Our compound library contains over 130,000 diverse compounds from ChemDiv SPECS & BioSPECS, Chembridge, ChemRX, LOPAC, NIHCC, and NCI DTP. Since our emphasis is on diversity, most of our compounds are not from combinatorial nor directed libraries. We screen one compound per well in a 384 well microplate format (~400 384 well plates). List of Available Screening Compounds

The initial 30,000 compounds from Specs were selected on the following criteria, with the help of Anang Shelat of R. Kip Guy's lab fomerly at UCSF. Anang used InHouse models and the commercially available, Scitegic Pipeline Pilot, to perform the computational analysis. The 50,000 compounds from ChemDiv were selected similarily by Brian Wolff in collaboration with Jan Williams, formerly at the Small Molecule Discovery Center-HTS Division, and James Wells at UCSF. Additionally, we purchased a 10,000 compound Kinase-directed library from ChemDiv with funds from a generous donation by a private foundation. For additional information on screening compounds see PubChem.

(A) Using SD files (structure files containg over 200,000 compounds available) from Specs, molecules were passed through a standardization procedure: charges were cleared and set to formal charge, salts were stripped, certain topologies (such as nitro, sulfate) were canonicalized, and a canonical tautomer was selected.

(B) These molecules were passed through a Lipinski "Rule of Five" filter: Num_Atoms > 0 AND (N_count and O_count <= 10) AND (100 <= MW >= 500) AND (Num_H_Donors <= 5) AND (-5 <= AlogP <= 5) AND All Organic Atoms (salts were stripped earlier, so they are not considered here). This resulted in about 150,000 molecules.

(C) These modified Lipinski molecules were ionized using an InHouse pka model and filtered based on formal charge: -3 <= FC <= 3. Nearly all the molecules passed.

(D) The molecules were then passed through a REOS (Rapid Elimination of Swill) filter (eliminating functional groups deemed reactive by literature and consultations with medicinal chemists). This step eliminated another 30,000 molecules.

(E) A Bayesian categorizer was used to distinguish the Specs molecules from UCSF's InHouse Library (input variables: chemical fingerprint and calculable physical properties). The compounds from Specs were annotated with this score (lower score = most unlike InHouse compounds), thus creating a diversity spread of the library.

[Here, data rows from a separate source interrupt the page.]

PR #1700, opened 2020-11-12
[IA-2349] add new crypto package

rtitle:
JIRA: https://broadworkbench.atlassian.net/browse/IA-2349

Adds this sidecar container to Leo-created runtimes (GCE and Dataproc): https://github.com/broadinstitute/terra-cryptomining-security-alerts/tree/master/v2

The container logs a message to the project's Stackdriver when a mining event is detected. Currently no action is taken, but when https://broadworkbench.atlassian.net/browse/IA-2339 is done we will update Leo to handle these messages and shutdown the VM.

Automation tests pass, plus did some manual testing in a fiab.

---
Have you read [CONTRIBUTING.md](https://github.com/DataBiosphere/leonardo/blob/develop/CONTRIBUTING.md) lately? If not, do that first.

I, the developer opening this PR, do solemnly pinky swear that:

- [ ] I've documented my API changes in Swagger

In all cases:

- [ ] Get a thumbsworth of review and PO signoff if necessary
- [ ] Verify all tests go green
- [ ] Squash and merge; Delete your branch after this
- [ ] Test this change deployed correctly and works on dev environment after deployment

PR #1712, opened 2020-11-18
[IA-2349] add new crypto package - take 2

rtitle:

(F) A randomized selection of the ~120,000 compounds was ordered to comprise the inital 30,000 compounds of the HTBC's library.

References:

Christopher A. Lipinski, Franco Lombardo, Beryl W. Dominy, Paul J. Feeney "Experimental and computational approaches to estimate solubility and permeability in drug discovery and development settings", Adv. Drug Delivery Rev., 1997, 23(1-3), 3-25.

Brian Y. Feng, Anang Shelat, Thompson N. Doman, R. Kip Guy, & Brian K. Shoichet "High-throughput assays for promiscuous inhibitors", Nature Chemical Biology, 2005 Aug;1(3):146-8.